Collected data entries:
=== Section Start ===

PR #546, opened 2021-09-23
fix the nav pop on recent by using btn in lieu of nav link directly

finben:
This fixes the recents list problem. You probably can find a more elegant solution than me but at least this gets us working again and can point you in the right direction.

So basically what I think is happening is the following. In HomeView we have navigationLinks within a list. But that list is driven by viewModel.songResults. Well, when we click a recent song to go and see it then that calls an update to the list to re-add it again to the recent song list. But because of the way navigationLinks work in Lists or ForEach this change to the data source array songResults causes the view to be redrawn and gives us the popping issue. 

This workaround is to use a button in the List instead of Navigation Links directly. The button simply changes the route and then triggers navigation. This solves the problem because buttons do not seem to have the same issue when populated by a list or foreach which has a changing array of items.

### DIFF
--- a/Hymns/Display/DisplayHymnBottomBar.swift
+++ b/Hymns/Display/DisplayHymnBottomBar.swift
@@ -6,6 +6,7 @@ struct DisplayHymnBottomBar: View {
     @Binding var dialogModel: DialogViewModel<AnyView>?
     @State private var actionSheet: ActionSheetItem?
     @State private var sheet: DisplayHymnSheet?
+    @State private var fullSheet: DisplayFullSheet?
 
     // Navigating out of an action sheet requires another state variable
     // https://stackoverflow.com/questions/59454407/how-to-navigate-out-of-a-actionsheet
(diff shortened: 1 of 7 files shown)


finben:
For the ipad fix this does move us away from the bottom tabs. To me that is fine and actually gives a better and more consistent iPad experience and seems to be the way Apple is suggesting by looking at their own iPad apps. But it is worth noting. The second column with the navigation options can either be dismissed via tapping or swiping. Here are some screenshots.
Simulator Screen Shot - iPad Pro (11-inch) (3rd generation) - 2021-09-23 at 17 19 17
Simulator Screen Shot - iPad Pro (11-inch) (3rd generation) - 2021-09-23 at 17 18 33
Simulator Screen Shot - iPad Pro (11-inch) (3rd generation) - 2021-09-23 at 17 19 10

finben:
@skywalkerdude I think I stumbled on a solution for tag issue by just using something called .fullScreenCover.  This seems to deal with the issue and I don't see any more bugs with tag sheet now.

PR #551, opened 2021-09-24
Add an id to the List of views in HomeView so it wouldn't automatical…

skywalkerdude:
…ly pop back out whenever it changes (https://stackoverflow.com/questions/58376626/swiftui-navigation-automatically-closing-pop-realm)

### DIFF
--- a/Hymns/Home/HomeView.swift
+++ b/Hymns/Home/HomeView.swift
@@ -64,7 +64,7 @@ struct HomeView: View {
                     }.padding(.horizontal)
                     Spacer()
                 } else {
-                    List(viewModel.songResults) { songResult in
+                    List(viewModel.songResults, id: \.self) { songResult in
                         NavigationLink(destination: songResult.destinationView) {
                             SongResultView(viewModel: songResult)
                         }.onAppear {


finben:
It's wierd. I tried this and don't remember it working. But for some reason this works now. Maybe I did it a bit different. But it looks like this solves the pop problem?

finben:
Okay, after spending a couple hours on this, I'm throwing in the towel. I tried a bunch of things to little avail. I tried another hash function, converting over to a struct, using @ObservedObject and passing to a middle view. Basically nothing works.

 I think what happens is when we click a recent song there is a moment when the array has a duplicate of that song as it is readded to the top of the recents list. Because ForEach and list always require that no item has an exact duplicate to guarantee unique items this freaks it out and pops the navigation... But I don't really know.

finben:
I made a change on my original branch "recent_fix" that you should look at. I basically made the label of the button a navigation view. It now looks 100% like a navigation link and even seems to have sped up the rendering significantly. With this in I don't even see the benefit of continuing to look for another solution for the nav link.

PR #3, opened 2015-11-09
Tests

higs4281:
Slowly adding tests where there were none
## Additions
- test fixture
- model and search_index tests
- a convenience function for inspecting db objects
## Review
- @willbarton


higs4281:
have to park tests before big merge with front-end pipeline

PR #8, opened 2015-11-18
fix setups after traumatic reboot

higs4281:
This should set the standalone version on its feet again after the layout reboot. 
## Changes
- config and script adjustments to match new site layout
## Review
- @ascott1 @marteki

### DIFF
--- a/.env
+++ b/.env
@@ -1,0 +1,1 @@
+export DJANGO_SETTINGS_MODULE='paying_for_college.config.settings.standalone'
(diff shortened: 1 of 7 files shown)


ascott1:
This worked beautifully. Thanks @higs4281!

:+1: to merge

marteki:
YAY! This works great. :+1: from me as well.

ascott1:
MERGE IT

PR #9, opened 2015-11-18
Readmefix

higs4281:
Adds README section on setting up solr and college search
## Review
- @marteki @niqjohnson @ascott1


niqjohnson:
Not quite working for me. When I tried rebuilding the index, I got lots of errors like `Failed to add documents to Solr: [Reason: ERROR: [doc=paying_for_college.school.475705] unknown field 'autocomplete']`. 

Also, solr gives me errors like `33137 [qtp24433162-14] ERROR org.apache.solr.core.SolrCore  – org.apache.solr.common.SolrException: ERROR: [doc=paying_for_college.school.100636] unknown field 'autocomplete'`. I get no results for any college searches.

Also, a couple of other notes:
- Looks like the readme formatting is a little weird starting at `### Prepping solr` (it got included in the code block)
- I ran `solr -V` before the first step to get the path needed there, though it ended up matching the example you had exactly (`~/homebrew/Cellar/solr/4.10.2/example/schema.xml`). Then I ran `solr stop -all` before proceeding.

higs4281:
the indexing issue is a schema problem. i think i have a fix.
thanks for the formatting catch.

PR #10, opened 2015-11-18
Standalone

higs4281:
Our nascent front-end build will break standalone app pages at first, so this adds a backup static stash to keep pages alive during development.

Eventually, all PFC front-end resources should be generated by `setup.sh`
## Additions
- new directory:  /paying_for_college/local_static/
- configuration setting for using it when app is a standalone
## Changes
- update the README with solr setups
## Deletions
- content of /paying_for_college/static/  
  Assets should be built with setup.sh
## Review
- @mistergone @ascott1 @niqjohnson


higs4281:
this is wrapped up in newmodel PR

PR #11, opened 2015-11-20
Adds URL handling script to just-a-demo.html

mistergone:
Heyo! I didn't get to adding stuff to the template yet, but here are the important points of this PR (in the Additions section)!:
## Additions
- A new script! `query-handler.js` does work handling any query string in the url. Here's the skinny:
  - Inside `query-handler.js`, you will find an Array called `numericKeys`. The script will turn key found in that array into a number. So, in the query string `?tf=$1,000`, the value for `tf` will be turned into `1000`.
  - Inside `query-handler.js`, you will find an Object called `keyMaps`. So, if we want shorter urls, then we're abbreviate some things. Maybe `tuitionFees` will be abbreviated as `tf`. The script looks inside this object to know how to translate abbreviations into their longer forms. **Most importantly**, if a key doesn't appear in the `keyMaps` Object, it will not be returned by the script. So, in the query string `?tf=100&bk=99&ff=101` the key `ff` doesn't mean anything in `keyMaps`, so it won't be present in the Object the script returns.
- Included in `index.js` is an event handler that loads the URL query string values into the model,   performs the calculations, and updates the view.
- I also added an `init()` function. Right now, it calls `financials.calc()` to initialize that Object with the basic keys that the student debt calculator uses.
## Review
- @ascott1 @higs4281 @marteki @niqjohnson, check this out! Just pull down, open `just-a-demo.html`, and add a query string to the end, like... `?tf=100&rb=101&bk=99&tr=98&oe=102`

### DIFF
--- a/just-a-demo.html
+++ b/just-a-demo.html
@@ -21,7 +21,7 @@
     <input type="text" name="costs__books" data-financial="books">
   </label>
   <label for="costs__other">Other
-    <input type="text" name="costs__other" data-financial="other">
+    <input type="text" name="costs__other" data-financial="otherExpenses">
   </label>
   <label for="costs__transportation">Transportation
     <input type="text" name="costs__transportation" data-financial="transportation">
--- a/package.json
+++ b/package.json
@@ -45,7 +45,12 @@
     "vinyl-source-stream": "^1.1.0"
   },
   "dependencies": {
+    "chai": "^3.4.1",
     "format-usd": "^0.2.0",
+    "mocha": "^2.3.4",
     "student-debt-calc": "0.0.4"
+  },
+  "scripts": {
+    "test": "mocha test/js/"
   }
 }
--- a/src/disclosures/js/index.js
+++ b/src/disclosures/js/index.js
@@ -4,7 +4,13 @@ var $ = require( 'jquery' ),
     FinancialModel = require( './lib/financial-data.js' ),
     financials = new FinancialModel(),
     View = require( './lib/school-view.js' ),
-    schoolView = new View();    
+    schoolView = new View(),
+    queryHandler = require( './lib/query-handler.js' );
+
+function init() {
+  // Set the financials.values property with defaults
+  financials.calc();
+}
 
 function randomFinancials() {
   $( '[data-financial]' ).each( function() {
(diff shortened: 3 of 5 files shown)


mistergone:
## Update
- Added a JS testing suite (mocha with chai)
- Added the `npm test` command to `package.json`
- Added a barren test file in `test/js/test.js`

niqjohnson:
Awesome! Couple of things I noticed:
- `instituionalLoan` in `keymaps` is missing a t, I think
- Parent loans and work study can't be set in the query string. Was that intentional?
- Testing with this query string puts me in a whole lot of debt: `?tf=2222&rb=2222&bk=2222&tr=2222&oe=2222&sc=222&pg=222&sv=222&sv=222&fm=222&pk=222&ss=222&su=222&il=222&ir=222&pl=222&pr=222`. Total debt is $595,105 and monthly payment is $10,957,505. I get the expected debt and payment numbers if I type the values in the query string in by hand. (I'm working in the standalone app if that makes a difference.)

mistergone:
@niqjohnson - Yeah, some typos were expected... I'll fix that one real quick.

Parent loans and work study were just forgotten. I don't expect this actually represents a final accounting of possible inputs, it was just a starting point. But I'll add them real quick, too. :grin: 

Finally... the numbers you put in there included `222` for institutional loan rate and private loan rate. Since those numbers are expressed as decimals (0.079 is 7.9%), your loans have an interest rate of 22,200%. I'm honestly surprised you will only owe $11 million, and I strongly recommend you don't sign up for those loans. :smile: I didn't run this through the calculator to verify, but I think those numbers are correct. Trying `?tf=2222&rb=2222&bk=2222&tr=2222&oe=2222&sc=222&pg=222&sv=222&sv=222&fm=222&pk=222&ss=222&su=222&il=222&ir=.0222&pl=222&pr=.0222` gives a much more reasonable amount of debt.

Commit with the first two fixes coming soon!

mistergone:
Just as a note, we might want the urls to accept loan rates as "percents" meaning the url would contain `7.9` instead of `.079` for "7.9%". Things like this are easy to do, and might help with making the URLs easier.

niqjohnson:
@mistergone: Ah, decimal percentages, of course! Thanks for clearing that up.

The other fixes are working great for me. :+1:

higs4281:
:+1: sweet! can't wait to get this running in a template.

ascott1:
Excellent! Let's get this merged so that we can move it into a template.

Since @mistergone is gone on leave, we can address any other needed changes.

PR #12, opened 2015-11-20
Newmodel

higs4281:
Adds a model for handling disclosure text specified in settlements. 
Also steps back to using Django 1.6 and South
## Additions
- Disclosure text model and test
- UnityBox-friendly South migrations
## Review
- @marteki @niqjohnson @ascott1
## Testing
- if running standalone, pull in the newmodel branch, make sure you're in your virtualenv, then delete the sqlite database, uninstall django and re-run setup.

```
workon [YOUR ENV NAME]
rm paying_for_college/db.sqlite3
pip uninstall django  (answer yes to deleting files)
./local_setup.sh
```

give it a minute to load  
if it ends with "Installed 62323 object(s) from 1 fixture(s)," welcome to Django16landia.
- If you're in UnityBox, you're already in Django16landia, so you just need to run the migration. first use 
  `vagrant ssh` from the UnityBox directory to jump into the virtual box, then: 

``` bash
workon cfpb_django
cd /var/www/django/cfpb/
./manage.py migrate paying_for_college
```


niqjohnson:
Worked for me in both standalone and UnityBox. :+1:

PR #13, opened 2015-11-21
Urls

higs4281:
A simplified url scheme
## Removals
- debt/ and guides/ directories; we're all one happy PFC family now 
## Changes
- follows new url naming scheme
- fixes view test
- updates urls in nav_wrapper template
## Review
- @ascott1 @niqjohnson @marteki @kurzn 

You can ignore all but the last 2 commits


paying_for_college/config/settings/base.py
```diff
@@ -43,10 +44,10 @@
     'django.middleware.common.CommonMiddleware',
     'django.middleware.csrf.CsrfViewMiddleware',
     'django.contrib.auth.middleware.AuthenticationMiddleware',
-    'django.contrib.auth.middleware.SessionAuthenticationMiddleware',
+    # 'django.contrib.auth.middleware.SessionAuthenticationMiddleware',
     'django.contrib.messages.middleware.MessageMiddleware',
     'django.middleware.clickjacking.XFrameOptionsMiddleware',
-    'django.middleware.security.SecurityMiddleware',
+    # 'django.middleware.security.SecurityMiddleware',
```
ascott1, line 50: Do we want this commented out for now?

ascott1:
Small comment above, but overall :+1: from me. This puts us closer to getting the tool into the templates.

paying_for_college/config/settings/base.py
higs4281, line 50: we have to remove it, because django 1.6 can't use it and bombs.  
i leave it commented because I hope to return to 1.8 if a path to production opens up.  
also, these settings only affect the stand-alone version and are ignored elsewhere.

ascott1, line 50: Makes sense to me. Thanks!

niqjohnson:
`/paying-for-college/understanding-financial-aid-offers/` is 404 for me in the standalone version but working fine in UnityBox. Otherwise, looking good.

higs4281:
@niqjohnson a most excellent catch! fixed for standalone.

=== Section End ===

Brief:
Wherever the string "songResults" appears in the data above, copy the line it sits in.

Response below:
So basically what I think is happening is the following. In HomeView we have navigationLinks within a list. But that list is driven by viewModel.songResults. Well, when we click a recent song to go and see it then that calls an update to the list to re-add it again to the recent song list. But because of the way navigationLinks work in Lists or ForEach this change to the data source array songResults causes the view to be redrawn and gives us the popping issue. 
-                    List(viewModel.songResults) { songResult in
+                    List(viewModel.songResults, id: \.self) { songResult in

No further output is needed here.